Dari Abu Hurairah bahwa Rasulullah shallallahu ‘alaihi wa sallam bersabda,
مَنْ كَانَ يُؤْمِنُ بِاللَّهِ وَالْيَوْمِ اْلآخِرِ فَليَقُلْ خَيْرًا أَوْ لِيَصْمُت
“Barang siapa yang beriman kepada Allah dan Hari Akhir maka hendaklah ia berkata baik atau hendaklah ia diam.” (Muttafaq ‘alaih: Al-Bukhari, no. 6018; Muslim, no.47)

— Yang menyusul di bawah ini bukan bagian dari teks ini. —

PR #212, opened 2021-09-16
CBAPI-2617: CBC SDK - add high-level tests (Recommendations)

abowersox-cb:
## Pull request checklist

https://jira.carbonblack.local/browse/CBAPI-2617

## Pull Request Description

High-level UAT tests for the Recommendations API, as well as other necessary changes to bring the code into line with reality.

- [ ] Yes
- [x] No

## How Has This Been Tested?

This _is_ a test script.  It has been run against dev01. Also, necessary unit tests have been added/altered where existing code was. Code coverage on the main source file is 95%.

### DIFF
--- a/src/tests/uat/recommendation_uat.py
+++ b/src/tests/uat/recommendation_uat.py
@@ -1,0 +1,192 @@
+#!/usr/bin/env python
+# *******************************************************
+# Copyright (c) VMware, Inc. 2020-2021. All Rights Reserved.
+# SPDX-License-Identifier: MIT
+# *******************************************************
+# *
+# * DISCLAIMER. THIS PROGRAM IS PROVIDED TO YOU "AS IS" WITHOUT
+# * WARRANTIES OR CONDITIONS OF ANY KIND, WHETHER ORAL OR WRITTEN,
+# * EXPRESS OR IMPLIED. THE AUTHOR SPECIFICALLY DISCLAIMS ANY IMPLIED
+# * WARRANTIES OR CONDITIONS OF MERCHANTABILITY, SATISFACTORY QUALITY,
+# * NON-INFRINGEMENT AND FITNESS FOR A PARTICULAR PURPOSE.
+
+"""
+The following API calls are tested in this script.
+
+For the validation CBC API requests are used.
+
+To execute, a profile must be provided using the standard CBC Credentials.
+
+Recommendations:
+* Search Recommendations
+
+The following API calls were not covered:
+* Recommendation Workflow
+"""
+
+import sys
+import requests
+from cbc_sdk.helpers import build_cli_parser, get_cb_cloud_object
+from cbc_sdk.endpoint_standard import Recommendation
+
+
+def compare_impact(impact, raw_data):
+    """
+    Compare a RecommendationImpact object against the data that should represent it.
+
+    Args:
+        impact (RecommendationImpact): The RecommendationImpact object to compare.
+        raw_data (dict): The dictionary containing what should be the same data.
+    """
+    assert impact.event_count == raw_data['event_count']
+    assert impact.impact_score == raw_data['impact_score']
+    assert impact.impacted_devices == raw_data['impacted_devices']
+    assert impact.org_adoption == raw_data['org_adoption']
+    assert impact.update_time == raw_data['update_time']
+
+
+def compare_application(application, raw_data):
+    """
+    Compare a RecommendationApplication object against the data that should represent it.
+
+    Args:
+        application (RecommendationApplication): The Recommendation object to compare.
+        raw_data (dict): The dictionary containing what should be the same data.
+    """
+    assert application.type == raw_data['type']
+    assert application.value == raw_data['value']
+
+
+def compare_new_rule(new_rule, raw_data):
+    """
+    Compare a RecommendationNewRule object against the data that should represent it.
+
+    Args:
+        new_rule (RecommendationNewRule): The RecommendationNewRule object to compare.
+        raw_data (dict): The dictionary containing what should be the same data.
+    """
+    assert new_rule.action == raw_data['action']
+    assert new_rule.certificate_authority == raw_data['certificate_authority']
+    assert new_rule.filename == raw_data['filename']
+    assert new_rule.include_child_processes == raw_data['include_child_processes']
+    assert new_rule.operation == raw_data['operation']
+    assert new_rule.override_list == raw_data['override_list']
+    assert new_rule.override_type == raw_data['override_type']
+    assert new_rule.path == raw_data['path']
+    assert new_rule.sha256_hash == raw_data['sha256_hash']
+    assert new_rule.signed_by == raw_data['signed_by']
+    if new_rule.application:
+        compare_application(new_rule.application, raw_data['application'])
+    else:
+        assert 'application' not in raw_data
+
+
+def compare_workflow(workflow, raw_data):
+    """
+    Compare a RecommendationWorkflow object against the data that should represent it.
+
+    Args:
+        workflow (RecommendationWorkflow): The RecommendationWorkflow object to compare.
+        raw_data (dict): The dictionary containing what should be the same data.
+    """
+    assert workflow.changed_by == raw_data['changed_by']
+    assert workflow.create_time == raw_data['create_time']
+    assert workflow.ref_id == raw_data['ref_id']
+    assert workflow.status == raw_data['status']
+    assert workflow.update_time == raw_data['update_time']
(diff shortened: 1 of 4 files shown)


abowersox-cb:
What's different from last time: The UAT now includes a full battery of tests for workflow. That meant that we had to do several things to the Recommendation object:

* Make it inherit from NewBaseModel instead of UnrefreshableModel, so it can be refreshed
* Implement `_refresh()` on Recommendation
* Make `_take_action()` call `_refresh()` after it performs a workflow action so the status can be updated
* Implement the new `reputation_override()` method so it can get a reputation override directly

This would have gone a lot smoother had I noticed that eliminating the status values from the search criteria does _not_ search for all statuses, it only searches for NEW status.  Once I got explicit about supplying _all_ the status values, the searches did more of what I expected them to.

The workflow test looks for a "candidate" recommendation on the server to apply tests to.  It chooses a NEW recommendation by preference, then a REJECTED recommendation, and lastly an ACCEPTED one.  The test makes sure it's left in the same state with which it entered the test.  Only if there are _no_ recommendations present on the server will it punt and say it can't do the test (as we have no way to _create_ recommendations on the fly).

avanbrunt-cb (approved):
LGTM

src/tests/uat/recommendation_uat.py
```diff
@@ -0,0 +1,423 @@
...
+        if verbose:
+            print("--- Accepting recommendation")
+        recommendation.accept()
+        result_workflow = validate_status_via_raw(recommendation, config_data) and result_workflow
+    elif initial_status == 'REJECTED':
+        if verbose:
+            print("--- Rejecting recommendation")
+        recommendation.reject()
+        result_workflow = validate_status_via_raw(recommendation, config_data) and result_workflow
+    return result_workflow
```
gyanitsa-cb, line 388: Is it possible by running this test to break another one that is depending on the selected recommendation if we don't reset it to its initial state?

abowersox-cb: There aren't any other tests involving recommendations. This is the only one.

src/tests/uat/recommendation_uat.py
```diff
@@ -0,0 +1,423 @@
...
+
+    Returns:
+        bool: True if comparison was successful, False if not.
+    """
+    result = compare(context, impact.event_count, raw_data, 'event_count')
+    result = compare(context, impact.impact_score, raw_data, 'impact_score') and result
+    result = compare(context, impact.impacted_devices, raw_data, 'impacted_devices') and result
+    result = compare(context, impact.org_adoption, raw_data, 'org_adoption') and result
+    result = compare(context, impact.update_time, raw_data, 'update_time') and result
+    return result
```
gyanitsa-cb, line 91: Can you print a message if 'result' is false before returning it? In this case, the message can be something like 'Comparing impact failed' or similar. Thus, in case of test failures, it would be easier to spot the exact failing step.

src/tests/uat/recommendation_uat.py
```diff
@@ -0,0 +1,423 @@
...
+        context (str): The context of the comparison, used for printing error messages.
+        application (RecommendationApplication): The Recommendation object to compare.
+        raw_data (dict): The dictionary containing what should be the same data.
+
+    Returns:
+        bool: True if comparison was successful, False if not.
+    """
+    result = compare(context, application.type, raw_data, 'type')
+    result = compare(context, application.value, raw_data, 'value') and result
+    return result
```
gyanitsa-cb, line 108: Can you print a message if 'result' is false before returning it?

src/tests/uat/recommendation_uat.py
```diff
@@ -0,0 +1,423 @@
...
+    result = compare(context, new_rule.override_type, raw_data, 'override_type') and result
+    result = compare(context, new_rule.path, raw_data, 'path') and result
+    result = compare(context, new_rule.sha256_hash, raw_data, 'sha256_hash') and result
+    result = compare(context, new_rule.signed_by, raw_data, 'signed_by') and result
+    if new_rule.application_:
+        result = compare_application(f"{context}.application", new_rule.application_,
+                                     raw_data['application']) and result
+    else:
+        result = check_not_present(context, raw_data, 'application') and result
+    return result
```
gyanitsa-cb, line 138: Can you print a message if 'result' is false before returning it?

src/tests/uat/recommendation_uat.py
```diff
@@ -0,0 +1,423 @@
...
+    Returns:
+        bool: True if comparison was successful, False if not.
+    """
+    result = compare(context, workflow.changed_by, raw_data, 'changed_by')
+    result = compare(context, workflow.create_time, raw_data, 'create_time') and result
+    result = compare(context, workflow.ref_id, raw_data, 'ref_id') and result
+    result = compare(context, workflow.status, raw_data, 'status') and result
+    result = compare(context, workflow.update_time, raw_data, 'update_time') and result
+    result = compare(context, workflow.comment, raw_data, 'comment') and result
+    return result
```
gyanitsa-cb, line 159: Can you print a message if 'result' is false before returning it?

src/tests/uat/recommendation_uat.py
```diff
@@ -0,0 +1,423 @@
...
+        result = check_not_present(context, raw_data, 'impact') and result
+    if recommendation.new_rule_:
+        result = compare_new_rule(f"{context}.new_rule", recommendation.new_rule_, raw_data['new_rule']) and result
+    else:
+        result = check_not_present(context, raw_data, 'new_rule') and result
+    if recommendation.workflow_:
+        result = compare_workflow(f"{context}.workflow", recommendation.workflow_, raw_data['workflow']) and result
+    else:
+        result = check_not_present(context, raw_data, 'workflow') and result
+    return result
```
gyanitsa-cb, line 189: Can you print a message if 'result' is false before returning it?

src/tests/uat/recommendation_uat.py
gyanitsa-cb: I mean of another team. For example, if we run this test on test03 during bug bash on the same org as other teams, can we break their tests?

abowersox-cb: Possible, but how likely is that to happen? There's certainly no way to "sync" between two running instances of the test.

src/tests/uat/recommendation_uat.py
abowersox-cb: The `compare()` function does that.

```
 if not result:
        print(f"field value {raw_field} did not match in {context} - object value {object_field}, "
              f"raw value {raw_data.get(raw_field, None)}")
```

src/tests/uat/recommendation_uat.py
abowersox-cb: The `compare()` function does that.

```
 if not result:
        print(f"field value {raw_field} did not match in {context} - object value {object_field}, "
              f"raw value {raw_data.get(raw_field, None)}")
```

src/tests/uat/recommendation_uat.py
abowersox-cb: The `compare()` function does that.

```
 if not result:
        print(f"field value {raw_field} did not match in {context} - object value {object_field}, "
              f"raw value {raw_data.get(raw_field, None)}")
```

src/tests/uat/recommendation_uat.py
abowersox-cb: The `compare()` function does that.

```
 if not result:
        print(f"field value {raw_field} did not match in {context} - object value {object_field}, "
              f"raw value {raw_data.get(raw_field, None)}")
```

src/tests/uat/recommendation_uat.py
abowersox-cb: The `compare()` function does that.

```
 if not result:
        print(f"field value {raw_field} did not match in {context} - object value {object_field}, "
              f"raw value {raw_data.get(raw_field, None)}")
```

src/tests/uat/recommendation_uat.py
gyanitsa-cb: I agree that it would probably be a rare situation. And I am thinking... even if we use a recommendation that a different simultaneously running test also attempts to use, resetting the state after the test will not do much to help. Cause they won't wait in order. I'm ok to leave it as is.

src/tests/uat/recommendation_uat.py
gyanitsa-cb: Thanks! I've somehow missed it.

gyanitsa-cb (approved):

Imam Abu Hatim Ibnu Hibban Al-Busti berkata dalam kitabnya, Raudhah Al-‘Uqala wa Nazhah Al-Fudhala, hlm. 45, “Orang yang berakal selayaknya lebih banyak diam daripada bicara, karena betapa banyak orang yang menyesal karena bicara dan sedikit yang menyesal karena diam. Orang yang paling celaka dan paling besar mendapat bagian musibah adalah orang yang lisannya senantiasa berbicara, sedangkan pikirannya tidak mau jalan”.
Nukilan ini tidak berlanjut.